# ABOUT THIS EXERCISE
Lines holding the string "empty" are the ones to copy from this listing.

==== AVAILABLE DATA

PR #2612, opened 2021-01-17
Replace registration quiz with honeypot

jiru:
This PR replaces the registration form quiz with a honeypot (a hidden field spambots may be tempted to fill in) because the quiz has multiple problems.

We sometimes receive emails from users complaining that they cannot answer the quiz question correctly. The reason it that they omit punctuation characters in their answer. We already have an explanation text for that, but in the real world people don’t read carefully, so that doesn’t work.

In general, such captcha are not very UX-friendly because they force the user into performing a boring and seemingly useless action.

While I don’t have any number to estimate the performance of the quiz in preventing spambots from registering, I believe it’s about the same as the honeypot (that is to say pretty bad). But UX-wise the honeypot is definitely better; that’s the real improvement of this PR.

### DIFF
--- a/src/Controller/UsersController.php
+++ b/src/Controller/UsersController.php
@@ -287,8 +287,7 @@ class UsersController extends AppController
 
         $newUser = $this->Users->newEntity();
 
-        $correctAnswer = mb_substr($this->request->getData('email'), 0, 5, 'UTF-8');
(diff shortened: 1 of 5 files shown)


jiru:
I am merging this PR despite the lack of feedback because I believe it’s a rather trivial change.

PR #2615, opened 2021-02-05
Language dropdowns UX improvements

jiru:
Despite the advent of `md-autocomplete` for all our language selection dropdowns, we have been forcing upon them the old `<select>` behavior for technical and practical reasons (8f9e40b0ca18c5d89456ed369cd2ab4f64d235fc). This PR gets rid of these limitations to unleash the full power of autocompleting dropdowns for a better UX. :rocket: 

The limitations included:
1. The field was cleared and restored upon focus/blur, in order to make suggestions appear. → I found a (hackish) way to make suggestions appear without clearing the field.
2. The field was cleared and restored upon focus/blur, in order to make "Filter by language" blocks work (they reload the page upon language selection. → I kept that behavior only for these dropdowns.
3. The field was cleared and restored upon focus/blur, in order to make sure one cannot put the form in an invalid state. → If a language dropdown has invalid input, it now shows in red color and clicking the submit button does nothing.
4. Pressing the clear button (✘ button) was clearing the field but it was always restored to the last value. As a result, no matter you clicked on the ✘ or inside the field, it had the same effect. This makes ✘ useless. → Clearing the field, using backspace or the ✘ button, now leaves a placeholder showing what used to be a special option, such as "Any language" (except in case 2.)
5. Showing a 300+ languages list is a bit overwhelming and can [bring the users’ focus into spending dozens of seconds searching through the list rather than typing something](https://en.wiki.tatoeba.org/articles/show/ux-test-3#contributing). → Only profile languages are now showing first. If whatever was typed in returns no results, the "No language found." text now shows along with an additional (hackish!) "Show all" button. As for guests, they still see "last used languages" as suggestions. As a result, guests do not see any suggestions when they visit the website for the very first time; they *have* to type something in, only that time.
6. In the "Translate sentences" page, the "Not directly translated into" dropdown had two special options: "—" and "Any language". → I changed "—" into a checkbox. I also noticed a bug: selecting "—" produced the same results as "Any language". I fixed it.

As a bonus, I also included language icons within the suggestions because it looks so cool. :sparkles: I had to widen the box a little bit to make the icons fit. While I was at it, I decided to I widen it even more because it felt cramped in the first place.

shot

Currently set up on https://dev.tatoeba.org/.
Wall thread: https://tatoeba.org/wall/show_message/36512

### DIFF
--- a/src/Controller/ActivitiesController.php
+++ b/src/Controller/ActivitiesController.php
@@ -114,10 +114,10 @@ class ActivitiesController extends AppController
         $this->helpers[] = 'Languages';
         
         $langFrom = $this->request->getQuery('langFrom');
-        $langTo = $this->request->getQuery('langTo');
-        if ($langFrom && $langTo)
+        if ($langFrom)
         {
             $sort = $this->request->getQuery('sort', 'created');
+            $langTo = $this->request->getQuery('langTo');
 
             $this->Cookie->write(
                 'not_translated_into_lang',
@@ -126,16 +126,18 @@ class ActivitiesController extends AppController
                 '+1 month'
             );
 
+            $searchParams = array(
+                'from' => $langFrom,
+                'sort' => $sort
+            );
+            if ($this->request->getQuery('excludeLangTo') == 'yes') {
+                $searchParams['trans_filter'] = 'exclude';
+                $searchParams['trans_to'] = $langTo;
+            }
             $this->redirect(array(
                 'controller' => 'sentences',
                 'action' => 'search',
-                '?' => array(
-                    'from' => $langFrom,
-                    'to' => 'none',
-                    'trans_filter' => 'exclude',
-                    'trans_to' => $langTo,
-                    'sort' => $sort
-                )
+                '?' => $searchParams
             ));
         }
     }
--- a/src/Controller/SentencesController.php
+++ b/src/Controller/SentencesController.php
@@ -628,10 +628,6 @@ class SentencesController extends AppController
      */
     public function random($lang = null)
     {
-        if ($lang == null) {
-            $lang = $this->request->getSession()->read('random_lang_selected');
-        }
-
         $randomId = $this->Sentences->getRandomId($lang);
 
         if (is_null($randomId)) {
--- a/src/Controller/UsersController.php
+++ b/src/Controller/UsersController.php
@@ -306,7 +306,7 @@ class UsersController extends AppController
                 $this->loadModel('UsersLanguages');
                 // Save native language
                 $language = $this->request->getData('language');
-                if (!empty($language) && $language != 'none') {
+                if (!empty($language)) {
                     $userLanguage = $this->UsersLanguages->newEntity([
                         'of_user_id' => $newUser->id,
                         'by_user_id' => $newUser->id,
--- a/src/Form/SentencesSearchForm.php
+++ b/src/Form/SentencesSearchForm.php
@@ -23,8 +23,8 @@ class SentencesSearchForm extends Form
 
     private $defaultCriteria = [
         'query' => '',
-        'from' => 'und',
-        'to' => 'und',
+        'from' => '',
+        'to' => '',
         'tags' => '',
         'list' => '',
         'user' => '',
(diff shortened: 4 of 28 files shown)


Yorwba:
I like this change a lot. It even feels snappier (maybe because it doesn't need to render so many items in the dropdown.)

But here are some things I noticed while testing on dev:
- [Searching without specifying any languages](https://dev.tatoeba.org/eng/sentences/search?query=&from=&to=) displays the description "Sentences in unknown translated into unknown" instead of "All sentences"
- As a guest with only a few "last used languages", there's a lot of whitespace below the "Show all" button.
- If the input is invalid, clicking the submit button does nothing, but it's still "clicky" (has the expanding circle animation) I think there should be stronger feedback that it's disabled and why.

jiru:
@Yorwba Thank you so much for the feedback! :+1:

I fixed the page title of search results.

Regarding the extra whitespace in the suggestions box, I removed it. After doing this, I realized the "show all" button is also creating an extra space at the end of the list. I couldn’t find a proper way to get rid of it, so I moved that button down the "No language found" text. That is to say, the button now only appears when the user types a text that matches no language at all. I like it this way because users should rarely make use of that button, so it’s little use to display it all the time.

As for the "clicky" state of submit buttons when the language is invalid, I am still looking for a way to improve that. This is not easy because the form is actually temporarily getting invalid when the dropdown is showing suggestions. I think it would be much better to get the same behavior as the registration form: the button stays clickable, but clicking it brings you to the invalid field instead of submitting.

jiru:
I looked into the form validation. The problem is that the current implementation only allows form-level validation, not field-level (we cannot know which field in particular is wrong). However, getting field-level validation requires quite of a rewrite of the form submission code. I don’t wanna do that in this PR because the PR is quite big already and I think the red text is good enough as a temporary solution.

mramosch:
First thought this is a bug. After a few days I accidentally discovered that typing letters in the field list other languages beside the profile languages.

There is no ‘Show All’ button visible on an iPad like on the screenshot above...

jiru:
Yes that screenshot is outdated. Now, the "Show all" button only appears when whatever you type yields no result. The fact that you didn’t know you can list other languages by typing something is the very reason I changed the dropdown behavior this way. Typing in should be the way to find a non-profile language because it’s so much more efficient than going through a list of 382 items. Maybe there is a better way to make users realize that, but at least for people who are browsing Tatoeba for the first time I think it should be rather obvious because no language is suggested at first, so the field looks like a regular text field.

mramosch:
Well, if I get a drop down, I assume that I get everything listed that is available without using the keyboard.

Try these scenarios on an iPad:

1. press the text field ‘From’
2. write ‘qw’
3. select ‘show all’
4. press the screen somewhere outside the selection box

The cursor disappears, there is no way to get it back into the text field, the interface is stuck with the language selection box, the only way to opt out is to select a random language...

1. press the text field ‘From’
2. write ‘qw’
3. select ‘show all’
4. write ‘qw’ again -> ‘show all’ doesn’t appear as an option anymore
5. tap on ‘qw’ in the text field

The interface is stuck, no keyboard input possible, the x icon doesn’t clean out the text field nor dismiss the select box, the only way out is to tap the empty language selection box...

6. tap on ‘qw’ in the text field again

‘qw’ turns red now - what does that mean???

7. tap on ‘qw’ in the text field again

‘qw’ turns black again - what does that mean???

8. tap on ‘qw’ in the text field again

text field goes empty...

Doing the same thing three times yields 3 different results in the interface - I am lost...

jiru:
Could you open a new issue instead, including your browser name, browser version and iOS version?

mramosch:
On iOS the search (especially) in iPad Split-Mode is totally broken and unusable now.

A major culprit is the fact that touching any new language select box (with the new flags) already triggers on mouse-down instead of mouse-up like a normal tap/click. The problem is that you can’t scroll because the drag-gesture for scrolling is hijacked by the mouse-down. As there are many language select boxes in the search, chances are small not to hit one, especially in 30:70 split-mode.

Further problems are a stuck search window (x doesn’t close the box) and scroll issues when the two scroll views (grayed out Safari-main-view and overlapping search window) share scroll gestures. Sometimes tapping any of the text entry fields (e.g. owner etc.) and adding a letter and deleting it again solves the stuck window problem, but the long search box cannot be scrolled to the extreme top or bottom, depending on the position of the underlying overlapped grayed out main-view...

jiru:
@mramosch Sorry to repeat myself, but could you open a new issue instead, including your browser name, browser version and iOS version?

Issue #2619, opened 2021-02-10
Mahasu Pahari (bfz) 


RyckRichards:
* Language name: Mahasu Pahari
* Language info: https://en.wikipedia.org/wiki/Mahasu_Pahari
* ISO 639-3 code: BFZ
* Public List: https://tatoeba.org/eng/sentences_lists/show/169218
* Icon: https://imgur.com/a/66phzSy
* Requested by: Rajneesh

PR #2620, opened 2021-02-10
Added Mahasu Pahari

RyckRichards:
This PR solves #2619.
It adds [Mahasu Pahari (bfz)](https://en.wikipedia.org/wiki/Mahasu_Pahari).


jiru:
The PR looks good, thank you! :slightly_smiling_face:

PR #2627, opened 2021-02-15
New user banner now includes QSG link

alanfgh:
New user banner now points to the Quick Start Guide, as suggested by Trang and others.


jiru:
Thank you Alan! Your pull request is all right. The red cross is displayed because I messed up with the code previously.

========

# WORKED SOLUTION
-                if (!empty($language) && $language != 'none') {
+                if (!empty($language)) {
The interface is stuck, no keyboard input possible, the x icon doesn’t clean out the text field nor dismiss the select box, the only way out is to tap the empty language selection box...
text field goes empty...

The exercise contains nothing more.